Rodriguez didn’t hold back on his admiration for Bonds, calling him “head and shoulders above everyone, almost like Michael Jordan—just a class of his own.” He pointed to Bonds’ pedigree, noting that the Giants legend is baseball royalty with Willie Mays as his godfather and Bobby Bonds as his dad. “Barry Bonds was so good it’s hard to articulate how good this guy was,” Rodriguez said. It’s high praise from someone who played against Bonds at his peak and knows what greatness looks like.
But A-Rod wasn’t dismissing Ohtani entirely—he’s just as captivated by the Dodgers’ two-way star as the rest of us. He acknowledged that Bonds never pitched or threw 100 mph (though he jokingly added that Bonds would probably claim he could). Rodriguez called Ohtani “the most unique, the most special player” he’s ever seen, especially when factoring in his pitching. “When he’s able to pitch as well, then it only becomes a class of two—Shohei and Babe Ruth,” Rodriguez said. Ohtani’s not back on the mound yet in 2025, but when he is, with his career 3.01 ERA and 31.2% strikeout rate, that two-way magic will be on full display again.
Let’s break down the Bonds-Ohtani comparison. Through his first eight MLB seasons, Ohtani has 237 homers, edging out Bonds’ 222 in the same span (though Bonds finished with 762, the all-time record). Both won three MVP awards in those years—Bonds eventually nabbed seven. Ohtani started his MLB career at 23, two years later than Bonds, which makes his numbers even more impressive.

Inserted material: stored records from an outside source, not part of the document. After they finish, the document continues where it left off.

PR #1880, opened 2021-12-31
Callback

tinosulzer:
# Description

Add callback hooks to `Simulation.solve` and a move some logging steps to the callback

## Type of change

# Key checklist:

## Further checks:


tinosulzer:
@martinjrobins I think this could be useful for automatically uploading simulation results from a script

tests/unit/test_experiments/test_simulation_with_experiment.py
```diff
@@ -176,16 +177,50 @@ def test_run_experiment_drive_cycle(self):
...
+            model,
+            experiment=experiment,
+            parameter_values=parameter_values,
+        )
+        sol = sim.solve()
+        self.assertEqual(len(sol.cycles), 1)
+        self.assertEqual(len(sol.cycles[0].steps), 1)
+
+        # Different callback
+        sol = sim.solve(callbacks=pybamm.callbacks.Callback())
```
brosaplanella, line 223: What are you testing with this callback here?

brosaplanella (approved):
Looks good, thanks Tino! I guess we should extend the example notebook but we can do this in the future. Before merging, you need to update CHANGELOG.

pybamm/callbacks.py
```diff
@@ -0,0 +1,243 @@
...
+        pass
+
+    def on_experiment_infeasible(self, logs):
+        """
+        Called when an experiment simulation is infeasible.
+        """
+        pass
+
+
+########################################################################################
```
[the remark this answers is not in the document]
tinosulzer: I added these because it indicates that the functions below the class affect only this class

tests/unit/test_experiments/test_simulation_with_experiment.py
tinosulzer: I think it was just coverage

On the basepaths, Bonds was a menace early on, racking up 280 steals in his first eight seasons compared to Ohtani’s 155. But here’s the kicker: last year, Ohtani became the only player in MLB history to post a 50-50 season—50 homers and 50 steals—something Bonds never did, especially since Ohtani wasn’t pitching and could run wild.

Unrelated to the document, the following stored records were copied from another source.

PR #1890, opened 2022-01-07
update license year and add action

tinosulzer:
The action automatically updates the license every year

### DIFF
--- a/LICENSE.txt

Ohtani’s got two big edges over Bonds: he’s a two-way player, and he’s never been linked to performance-enhancing drugs, unlike Bonds, whose legacy carries that asterisk for many fans. Bonds’ raw hitting prowess was unmatched, but Ohtani’s ability to dominate as both a hitter and pitcher puts him in a category of his own. Rodriguez’s take highlights the tension in this debate—Bonds was a pure hitter who redefined the game, while Ohtani’s rewriting what’s possible as a dual-threat star. For Dodgers fans watching Ohtani mash in 2025, the GOAT conversation is heating up, and it’s only a matter of time before he’s back on the mound adding fuel to the fire. Who do you think takes the crown?